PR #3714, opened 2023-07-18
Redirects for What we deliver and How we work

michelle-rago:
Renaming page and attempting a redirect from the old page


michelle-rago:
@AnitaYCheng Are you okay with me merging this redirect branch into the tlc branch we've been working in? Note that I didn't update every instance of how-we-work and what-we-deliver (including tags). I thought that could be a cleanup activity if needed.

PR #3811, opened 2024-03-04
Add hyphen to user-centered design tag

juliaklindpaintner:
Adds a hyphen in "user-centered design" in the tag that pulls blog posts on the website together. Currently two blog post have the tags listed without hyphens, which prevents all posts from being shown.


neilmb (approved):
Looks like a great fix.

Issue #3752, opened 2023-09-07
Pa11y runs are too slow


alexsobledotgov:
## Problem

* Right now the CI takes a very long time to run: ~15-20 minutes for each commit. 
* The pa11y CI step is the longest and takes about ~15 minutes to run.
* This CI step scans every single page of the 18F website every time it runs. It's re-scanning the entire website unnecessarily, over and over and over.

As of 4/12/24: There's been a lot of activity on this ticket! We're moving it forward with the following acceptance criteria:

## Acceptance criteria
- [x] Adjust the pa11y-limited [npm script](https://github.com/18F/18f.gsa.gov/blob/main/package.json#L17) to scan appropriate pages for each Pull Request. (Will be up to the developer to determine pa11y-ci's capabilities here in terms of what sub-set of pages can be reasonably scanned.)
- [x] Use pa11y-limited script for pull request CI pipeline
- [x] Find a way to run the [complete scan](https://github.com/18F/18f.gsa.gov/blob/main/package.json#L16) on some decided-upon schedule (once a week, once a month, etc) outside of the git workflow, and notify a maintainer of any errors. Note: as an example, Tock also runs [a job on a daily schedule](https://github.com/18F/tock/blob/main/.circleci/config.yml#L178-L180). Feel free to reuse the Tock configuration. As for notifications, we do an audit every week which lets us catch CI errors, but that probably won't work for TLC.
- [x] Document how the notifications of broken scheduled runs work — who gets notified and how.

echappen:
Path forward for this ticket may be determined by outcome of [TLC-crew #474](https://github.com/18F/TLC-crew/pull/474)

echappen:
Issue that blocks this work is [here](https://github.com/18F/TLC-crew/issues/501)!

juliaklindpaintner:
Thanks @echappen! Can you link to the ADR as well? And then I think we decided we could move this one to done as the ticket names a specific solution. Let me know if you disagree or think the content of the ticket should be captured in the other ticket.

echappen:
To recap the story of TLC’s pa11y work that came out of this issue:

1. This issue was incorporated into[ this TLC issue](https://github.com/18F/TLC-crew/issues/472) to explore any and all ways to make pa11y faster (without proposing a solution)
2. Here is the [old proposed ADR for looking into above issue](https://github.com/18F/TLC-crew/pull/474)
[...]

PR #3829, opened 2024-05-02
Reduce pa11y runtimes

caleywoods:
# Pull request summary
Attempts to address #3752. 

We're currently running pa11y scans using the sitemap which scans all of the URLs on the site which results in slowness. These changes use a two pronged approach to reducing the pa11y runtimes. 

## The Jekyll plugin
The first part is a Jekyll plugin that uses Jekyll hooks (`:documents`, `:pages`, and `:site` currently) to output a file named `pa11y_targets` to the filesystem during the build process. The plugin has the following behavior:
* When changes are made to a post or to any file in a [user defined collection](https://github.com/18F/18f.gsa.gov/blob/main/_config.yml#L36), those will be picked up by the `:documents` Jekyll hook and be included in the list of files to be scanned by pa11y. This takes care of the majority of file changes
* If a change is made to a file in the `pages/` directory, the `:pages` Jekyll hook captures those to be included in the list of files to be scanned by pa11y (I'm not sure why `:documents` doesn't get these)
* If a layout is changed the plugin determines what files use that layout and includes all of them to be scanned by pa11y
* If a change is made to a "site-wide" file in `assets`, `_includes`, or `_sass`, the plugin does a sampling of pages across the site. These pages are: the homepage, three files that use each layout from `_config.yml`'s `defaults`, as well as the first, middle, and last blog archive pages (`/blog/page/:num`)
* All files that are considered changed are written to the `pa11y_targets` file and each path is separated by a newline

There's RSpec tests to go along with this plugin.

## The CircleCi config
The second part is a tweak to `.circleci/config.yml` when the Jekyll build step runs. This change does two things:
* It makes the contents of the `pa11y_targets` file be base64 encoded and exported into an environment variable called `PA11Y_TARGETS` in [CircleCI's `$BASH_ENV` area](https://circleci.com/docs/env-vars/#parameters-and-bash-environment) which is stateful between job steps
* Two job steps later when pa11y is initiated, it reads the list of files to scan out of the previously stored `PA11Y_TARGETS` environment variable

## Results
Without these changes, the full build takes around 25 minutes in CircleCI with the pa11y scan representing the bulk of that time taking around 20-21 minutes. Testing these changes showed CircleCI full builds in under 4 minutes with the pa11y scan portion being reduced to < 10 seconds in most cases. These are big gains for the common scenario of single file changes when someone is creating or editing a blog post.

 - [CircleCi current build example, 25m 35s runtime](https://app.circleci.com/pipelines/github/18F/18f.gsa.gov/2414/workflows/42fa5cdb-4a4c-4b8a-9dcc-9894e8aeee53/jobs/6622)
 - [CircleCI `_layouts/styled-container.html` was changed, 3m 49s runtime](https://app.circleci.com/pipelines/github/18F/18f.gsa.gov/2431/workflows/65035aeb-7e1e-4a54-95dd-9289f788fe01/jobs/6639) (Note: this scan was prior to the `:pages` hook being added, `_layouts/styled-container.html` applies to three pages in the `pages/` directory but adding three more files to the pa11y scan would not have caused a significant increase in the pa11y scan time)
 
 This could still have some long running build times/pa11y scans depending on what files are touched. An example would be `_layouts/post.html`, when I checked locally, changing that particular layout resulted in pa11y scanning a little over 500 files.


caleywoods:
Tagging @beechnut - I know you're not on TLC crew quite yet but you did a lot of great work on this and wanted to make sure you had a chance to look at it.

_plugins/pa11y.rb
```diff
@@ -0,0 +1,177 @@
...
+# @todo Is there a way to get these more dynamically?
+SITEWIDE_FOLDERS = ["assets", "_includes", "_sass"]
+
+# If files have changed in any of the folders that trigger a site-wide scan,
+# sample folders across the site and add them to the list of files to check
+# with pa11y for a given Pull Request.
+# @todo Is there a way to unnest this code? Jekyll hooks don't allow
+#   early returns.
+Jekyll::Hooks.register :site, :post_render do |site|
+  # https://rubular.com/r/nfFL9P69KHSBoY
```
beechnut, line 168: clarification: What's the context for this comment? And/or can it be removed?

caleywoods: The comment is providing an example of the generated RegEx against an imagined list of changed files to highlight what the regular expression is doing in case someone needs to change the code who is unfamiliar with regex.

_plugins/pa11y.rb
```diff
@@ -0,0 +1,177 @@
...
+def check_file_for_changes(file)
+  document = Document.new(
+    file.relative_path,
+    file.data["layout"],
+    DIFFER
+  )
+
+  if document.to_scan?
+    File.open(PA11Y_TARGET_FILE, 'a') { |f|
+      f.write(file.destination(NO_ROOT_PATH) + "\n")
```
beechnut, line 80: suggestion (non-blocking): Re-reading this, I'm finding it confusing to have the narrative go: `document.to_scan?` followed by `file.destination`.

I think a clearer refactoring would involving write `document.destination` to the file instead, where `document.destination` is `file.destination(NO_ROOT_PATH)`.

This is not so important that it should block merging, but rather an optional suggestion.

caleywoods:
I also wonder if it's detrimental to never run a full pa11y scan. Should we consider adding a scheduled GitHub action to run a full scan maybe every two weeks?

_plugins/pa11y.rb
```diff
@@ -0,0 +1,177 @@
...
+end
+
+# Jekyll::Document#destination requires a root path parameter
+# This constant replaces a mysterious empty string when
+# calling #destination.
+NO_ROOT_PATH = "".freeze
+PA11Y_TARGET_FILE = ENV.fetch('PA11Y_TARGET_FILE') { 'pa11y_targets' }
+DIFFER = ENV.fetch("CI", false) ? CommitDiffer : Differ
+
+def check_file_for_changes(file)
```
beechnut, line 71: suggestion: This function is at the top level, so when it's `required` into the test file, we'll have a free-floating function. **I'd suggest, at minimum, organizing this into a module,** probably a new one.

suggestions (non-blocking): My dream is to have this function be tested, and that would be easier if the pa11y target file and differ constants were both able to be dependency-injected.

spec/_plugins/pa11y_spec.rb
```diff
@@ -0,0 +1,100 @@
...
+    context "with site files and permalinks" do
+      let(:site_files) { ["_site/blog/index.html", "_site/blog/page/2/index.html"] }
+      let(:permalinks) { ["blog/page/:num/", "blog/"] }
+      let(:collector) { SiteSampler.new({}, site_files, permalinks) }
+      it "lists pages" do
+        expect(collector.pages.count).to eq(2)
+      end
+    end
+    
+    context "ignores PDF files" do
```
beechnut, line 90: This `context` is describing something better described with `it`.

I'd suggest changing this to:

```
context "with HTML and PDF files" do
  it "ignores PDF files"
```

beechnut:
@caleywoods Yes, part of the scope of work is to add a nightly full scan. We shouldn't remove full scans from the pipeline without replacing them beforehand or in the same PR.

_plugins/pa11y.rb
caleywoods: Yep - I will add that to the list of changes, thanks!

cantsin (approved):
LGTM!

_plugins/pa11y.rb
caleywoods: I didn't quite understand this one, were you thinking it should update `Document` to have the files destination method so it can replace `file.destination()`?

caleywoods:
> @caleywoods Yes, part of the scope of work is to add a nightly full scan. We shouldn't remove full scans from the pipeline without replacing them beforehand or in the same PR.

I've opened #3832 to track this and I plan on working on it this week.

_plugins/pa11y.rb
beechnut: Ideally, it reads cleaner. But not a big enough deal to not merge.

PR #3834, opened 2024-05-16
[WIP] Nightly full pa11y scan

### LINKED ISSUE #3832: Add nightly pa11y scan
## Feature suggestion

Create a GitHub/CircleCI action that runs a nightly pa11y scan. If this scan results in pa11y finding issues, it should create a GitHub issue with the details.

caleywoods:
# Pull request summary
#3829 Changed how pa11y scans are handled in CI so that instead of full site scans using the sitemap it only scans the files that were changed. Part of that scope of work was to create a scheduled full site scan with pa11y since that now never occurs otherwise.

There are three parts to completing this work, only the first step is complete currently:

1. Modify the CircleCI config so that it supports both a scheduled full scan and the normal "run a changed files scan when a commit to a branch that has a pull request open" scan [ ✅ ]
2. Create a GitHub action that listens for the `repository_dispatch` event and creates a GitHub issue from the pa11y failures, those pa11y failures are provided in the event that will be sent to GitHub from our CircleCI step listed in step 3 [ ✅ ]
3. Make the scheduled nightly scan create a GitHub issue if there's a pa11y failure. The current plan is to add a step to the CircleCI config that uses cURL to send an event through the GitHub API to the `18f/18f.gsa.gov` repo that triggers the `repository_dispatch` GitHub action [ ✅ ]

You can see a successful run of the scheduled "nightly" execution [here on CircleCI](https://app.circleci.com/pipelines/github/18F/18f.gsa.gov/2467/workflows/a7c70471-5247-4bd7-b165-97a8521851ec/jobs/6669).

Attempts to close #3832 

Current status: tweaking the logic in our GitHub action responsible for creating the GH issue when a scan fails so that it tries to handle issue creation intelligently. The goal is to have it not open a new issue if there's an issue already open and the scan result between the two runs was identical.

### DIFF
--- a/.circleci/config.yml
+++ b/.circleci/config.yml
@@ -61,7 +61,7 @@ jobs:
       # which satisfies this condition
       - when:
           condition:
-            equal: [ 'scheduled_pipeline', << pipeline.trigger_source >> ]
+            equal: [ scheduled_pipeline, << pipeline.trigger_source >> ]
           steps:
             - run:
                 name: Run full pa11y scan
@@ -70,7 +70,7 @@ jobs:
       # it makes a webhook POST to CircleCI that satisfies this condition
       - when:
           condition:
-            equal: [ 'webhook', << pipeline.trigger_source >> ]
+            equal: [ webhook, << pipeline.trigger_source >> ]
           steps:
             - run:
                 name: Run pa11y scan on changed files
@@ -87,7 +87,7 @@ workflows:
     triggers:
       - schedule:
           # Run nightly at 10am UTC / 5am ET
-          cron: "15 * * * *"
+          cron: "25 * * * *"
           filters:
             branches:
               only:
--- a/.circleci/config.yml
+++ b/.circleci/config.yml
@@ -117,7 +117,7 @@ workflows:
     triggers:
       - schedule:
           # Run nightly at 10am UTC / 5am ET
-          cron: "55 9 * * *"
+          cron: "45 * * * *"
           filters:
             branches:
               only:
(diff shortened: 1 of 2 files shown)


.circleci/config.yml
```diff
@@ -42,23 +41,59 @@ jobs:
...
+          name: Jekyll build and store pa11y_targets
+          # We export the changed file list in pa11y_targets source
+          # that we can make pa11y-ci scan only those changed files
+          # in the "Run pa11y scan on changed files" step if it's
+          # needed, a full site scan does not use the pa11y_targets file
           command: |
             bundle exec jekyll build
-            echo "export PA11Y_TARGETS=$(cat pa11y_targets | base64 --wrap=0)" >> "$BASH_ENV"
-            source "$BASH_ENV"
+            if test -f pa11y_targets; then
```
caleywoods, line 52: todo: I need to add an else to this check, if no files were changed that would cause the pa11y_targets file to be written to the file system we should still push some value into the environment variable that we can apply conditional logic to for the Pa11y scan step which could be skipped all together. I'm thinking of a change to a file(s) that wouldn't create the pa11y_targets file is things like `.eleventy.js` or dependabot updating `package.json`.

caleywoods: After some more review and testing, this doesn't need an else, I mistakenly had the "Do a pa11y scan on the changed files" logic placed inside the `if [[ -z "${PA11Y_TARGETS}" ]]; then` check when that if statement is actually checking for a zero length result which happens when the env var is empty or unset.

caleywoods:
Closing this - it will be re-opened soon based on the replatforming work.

※

WORK REQUIRED
Each line in the records above that contains the word "collector" must be copied.

EXPECTED OUTPUT
+      let(:collector) { SiteSampler.new({}, site_files, permalinks) }
+        expect(collector.pages.count).to eq(2)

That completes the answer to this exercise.